What Nobody Tells You About Scaling a Backend System
by Eric Hanson, Backend Developer at Clean Systems Consulting
The Scaling Mythology
Scaling has a mythology built around it in the industry. The myth is that it's primarily about infrastructure: more servers, bigger machines, better cloud architecture. The reality is that most systems fail to scale because of application-layer problems that no amount of horizontal scaling can fix. More servers running the same N+1 query pattern just hit the database from more connections simultaneously.
Real scaling work is about understanding limits — where the system runs out of a resource — and eliminating that limit before the next one becomes the bottleneck.
The Resources That Run Out First
Different system components hit different ceilings:
Database connections run out before almost anything else in typical web applications. Each connection consumes memory on both the application and database sides. A PostgreSQL instance with 200 max connections supports roughly 200 concurrent database operations, regardless of how many application servers are running. Scaling from 5 to 50 application servers while each holds 10 idle connections means 500 connections to a 200-connection database — and connection errors at load.
Connection pooling (PgBouncer in transaction mode for PostgreSQL, the HikariCP pool in JVM applications) is the standard response. PgBouncer transaction-mode pooling allows hundreds of application instances to share a small number of database connections by multiplexing at the transaction boundary. At scale, this is not optional.
Thread pools are the mechanism by which blocking I/O limits concurrent requests. In a thread-per-request model, each request waiting for a database response, an HTTP call, or a file read holds a thread. Threads consume memory (~1MB stack by default on JVM). A service configured with 200 threads can handle 200 concurrent blocking operations. Beyond that, requests queue.

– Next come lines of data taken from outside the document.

PR #22, opened 2020-07-24
util: Defend against panic when logger is nil

gvso:
In a previous commit, a nil logger was supposed to be handled. However, the order of the check was reverted. This fixes this issue and handle cases in which the context does not have a logger value.

### DIFF
--- a/internal/util/context.go
+++ b/internal/util/context.go
@@ -19,10 +19,10 @@ func ContextWithLogger(ctx context.Context, logger *logrus.Entry) context.Contex
 
 // LoggerFromContext returns the logger from the context.
 func LoggerFromContext(ctx context.Context) *logrus.Entry {
-	logger := ctx.Value(loggerKey).(*logrus.Entry)
+	logger := ctx.Value(loggerKey)
 	if logger == nil {
 		logger = logrus.NewEntry(logrus.New())
 	}
 
-	return logger
+	return logger.(*logrus.Entry)
 }
--- a/internal/util/context.go
+++ b/internal/util/context.go
@@ -20,14 +20,9 @@ func ContextWithLogger(ctx context.Context, logger *logrus.Entry) context.Contex
 // LoggerFromContext returns the logger from the context.
 func LoggerFromContext(ctx context.Context) *logrus.Entry {
 	value := ctx.Value(loggerKey)
-	if value == nil {
-		logrus.Warnf("nil logger in context, creating a new one")
-		return logrus.NewEntry(logrus.New())
-	}
-
 	logger, ok := value.(*logrus.Entry)
 	if !ok {
-		logrus.Warnf("received wrong type of logger (%T)", logger)
+		logrus.Warnf("received wrong type of logger (%T)", value)
 		logger = logrus.NewEntry(logrus.New())
 	}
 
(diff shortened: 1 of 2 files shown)


internal/util/context.go
```diff
@@ -19,10 +19,10 @@ func ContextWithLogger(ctx context.Context, logger *logrus.Entry) context.Contex
...
 // LoggerFromContext returns the logger from the context.
 func LoggerFromContext(ctx context.Context) *logrus.Entry {
-	logger := ctx.Value(loggerKey).(*logrus.Entry)
+	logger := ctx.Value(loggerKey)
 	if logger == nil {
 		logger = logrus.NewEntry(logrus.New())
 	}
 
-	return logger
+	return logger.(*logrus.Entry)
```
ahmetb, line 27: I think this is still wrong and could still panic (what if we don't get *logrus.Entry type, but something else?).

Do this:

```
v, ok := logger.(*logrus.Entry)
if !ok {
	logrus.Warnf("received wrong type of logger (%T)", logger)
    // initialize default logger as above
}
```

gvso: I added check for nil and for wrong type. I also created tests for this.

I kept check for nil because when nil, the error message was ""received wrong type of logger (*logrus.Entry)", which is what we actually want and might be confusing.

ahmetb: > the error message was "received wrong type of logger (*logrus.Entry)", which is what we actually want and might be confusing.

these error messages help us as developers to fix it.
but it is meant to prevent the process from crashing so users can continue to use it if we accidentally create a bug by passing loggerless context.

internal/util/context.go
```diff
@@ -19,8 +19,15 @@ func ContextWithLogger(ctx context.Context, logger *logrus.Entry) context.Contex
 
 // LoggerFromContext returns the logger from the context.
 func LoggerFromContext(ctx context.Context) *logrus.Entry {
```
ahmetb, line 21: in the long run we can rename this to `LoggerFrom` (as it's clear it's from  ctx).

open an issue to track pls.

internal/util/context.go
```diff
@@ -19,8 +19,15 @@ func ContextWithLogger(ctx context.Context, logger *logrus.Entry) context.Contex
...
-	if logger == nil {
+	value := ctx.Value(loggerKey)
+	if value == nil {
+		logrus.Warnf("nil logger in context, creating a new one")
+		return logrus.NewEntry(logrus.New())
+	}
+
+	logger, ok := value.(*logrus.Entry)
+	if !ok {
+		logrus.Warnf("received wrong type of logger (%T)", logger)
```
ahmetb, line 30: %T on logger won't work
%T should be passed `value`

internal/util/context.go
```diff
@@ -19,8 +19,15 @@ func ContextWithLogger(ctx context.Context, logger *logrus.Entry) context.Contex
...
 		logger = logrus.NewEntry(logrus.New())
```
ahmetb, line 31: you should learn by now, this is code repetition. you have 2 branches that do the same thing.

for example, if you tried it yourself instead of directly accepting my suggestion you'd find that nil actually works with `v, ok := ...(type)` assertion just fine.

https://play.golang.org/p/Nt2AyjMiqwG

PR #29, opened 2020-07-27
metrics: Rename interface to Provider

gvso:
The current interface name, Metrics, is confusing since it doesn't reflect what the interface is about. It looks like the interface refers to a specific metrics criteria while in reality represents a metrics provider that returns metrics values.


ahmetb:
Sorry needs rebase.

gvso:
No problem! I was expecting that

The escape from this constraint is reactive or async I/O (Spring WebFlux, Vert.x, Node.js event loop). These models don't dedicate a thread per request — they use non-blocking I/O to handle many concurrent operations on a small thread pool. The tradeoff is programming model complexity: debugging async stack traces is harder, and not all libraries support non-blocking operation.
Memory typically fails in two modes: steady-state growth (a memory leak), or per-request allocations that multiply with concurrent load. An endpoint that allocates 100MB to process a large payload scales to exactly (available memory) / 100 concurrent requests of that type before running out.

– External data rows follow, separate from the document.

PR #32, opened 2020-07-27
metrics: Remove the Query interface

gvso:
The Query interface was always passed through the chain without changes to it, which makes it very hard to deduct its use. This removes the interface altogether and keep the filters as parameters of the provider constructor.

A new method SetCandidateRevision was added to the Provider interface since the candidate revision can only be determined during the rollout process. Furthermore, it looks like knowing the queried resource (i.e. the candidate revision) is necessary for any metrics provider.

### DIFF
--- a/internal/metrics/metrics.go
+++ b/internal/metrics/metrics.go
@@ -23,6 +23,8 @@ const (
 type Provider interface {
 	// Sets the candidate revision name for which the provider should get
 	// metrics.
+	// TODO: Consider removing this method and making revisionName part of other
+	// method signatures.
 	SetCandidateRevision(revisionName string)
 
 	// Returns the number of requests for the given offset and query.
--- a/internal/metrics/metrics.go
+++ b/internal/metrics/metrics.go
@@ -7,34 +7,33 @@ import (
 	"github.com/pkg/errors"
 )
 
-// Query is the filter used to retrieve metrics data.
-type Query interface {
-	Query() string
-}
-
 // AlignReduce is the type to enumerate allowed combinations of per series
 // aligner and cross series reducer.
 type AlignReduce int32
 
 // Series aligner and cross series reducer types (for latency).
 const (
-	Align99Reduce99 AlignReduce = 1
-	Align95Reduce95             = 2
-	Align50Reduce50             = 3
+	Align99Reduce99 AlignReduce = iota + 1
+	Align95Reduce95
+	Align50Reduce50
 )
 
 // Provider represents a metrics Provider such as Stackdriver.
 type Provider interface {
+	// Sets the candidate revision name for which the provider should get
+	// metrics.
+	SetCandidateRevision(revisionName string)
+
 	// Returns the number of requests for the given offset and query.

The Stateless Prerequisite
Horizontal scaling — adding more instances — requires stateless instances. Any state that lives in an instance (in-memory session data, local file uploads, in-process caches of per-user data) creates asymmetry between instances. Requests for a user on instance A behave differently than the same requests on instance B.
The practical path to stateless instances:
- Sessions in Redis (or a database) rather than in process memory
- File uploads to object storage (S3, GCS) rather than local disk
- Configuration from environment variables or a config service rather than files that vary per instance
- Per-request correlation IDs in a distributed tracing system rather than request state on the instance
This is not complex to implement and does not require a major refactor for most services. It does require doing it before you need to scale, not as an emergency response to a traffic spike.
What Actually Changes at Each Order of Magnitude
The architectural concerns shift as load increases:
~100 req/sec: A single well-tuned application instance, a single database. The bottleneck is usually application logic or database queries. Fix your N+1 queries, add the missing indexes, and you have headroom.
~1,000 req/sec: Horizontal application scaling. Database read replicas for read-heavy workloads. Caching for frequently-read, infrequently-changing data. The bottleneck shifts to the database write path.
~10,000 req/sec: Database sharding or partitioning starts becoming relevant. Connection pooling infrastructure (PgBouncer) is essential. CDN for static assets removes a category of load entirely. The bottleneck is often a specific hot database table or a chatty network path.
~100,000 req/sec: Specialized infrastructure at every layer. At this point, most teams have moved past generic advice — the bottlenecks are specific to your data model and access patterns. Twitter's famous move from MySQL to a tiered object store for tweet storage, Slack's migration from a shared Redis cluster to a partitioned one — these are solutions to specific, measured constraints.
The Measurement Imperative
Nobody told you this because it's not a memorable principle: scaling work is 80% measurement and 20% change. Before you touch anything, you need: current throughput and latency percentiles (p50, p95, p99), resource utilization per component (CPU, memory, connections, I/O), and a load test that reproduces production traffic patterns.
k6 and Gatling are both practical choices for load testing. Run them against a staging environment that mirrors production as closely as possible. Establish your baseline. Then make one change at a time and re-measure. This is slower than making five changes at once. It's the only way to know what worked.
The Practical Takeaway
Before your next scaling effort, answer: what is the specific resource that runs out first under load? You should be able to name it — database connections, thread pool slots, memory, a specific slow query. If you can't name it from measurement, you haven't done the measurement yet. Do that before writing a line of scaling code.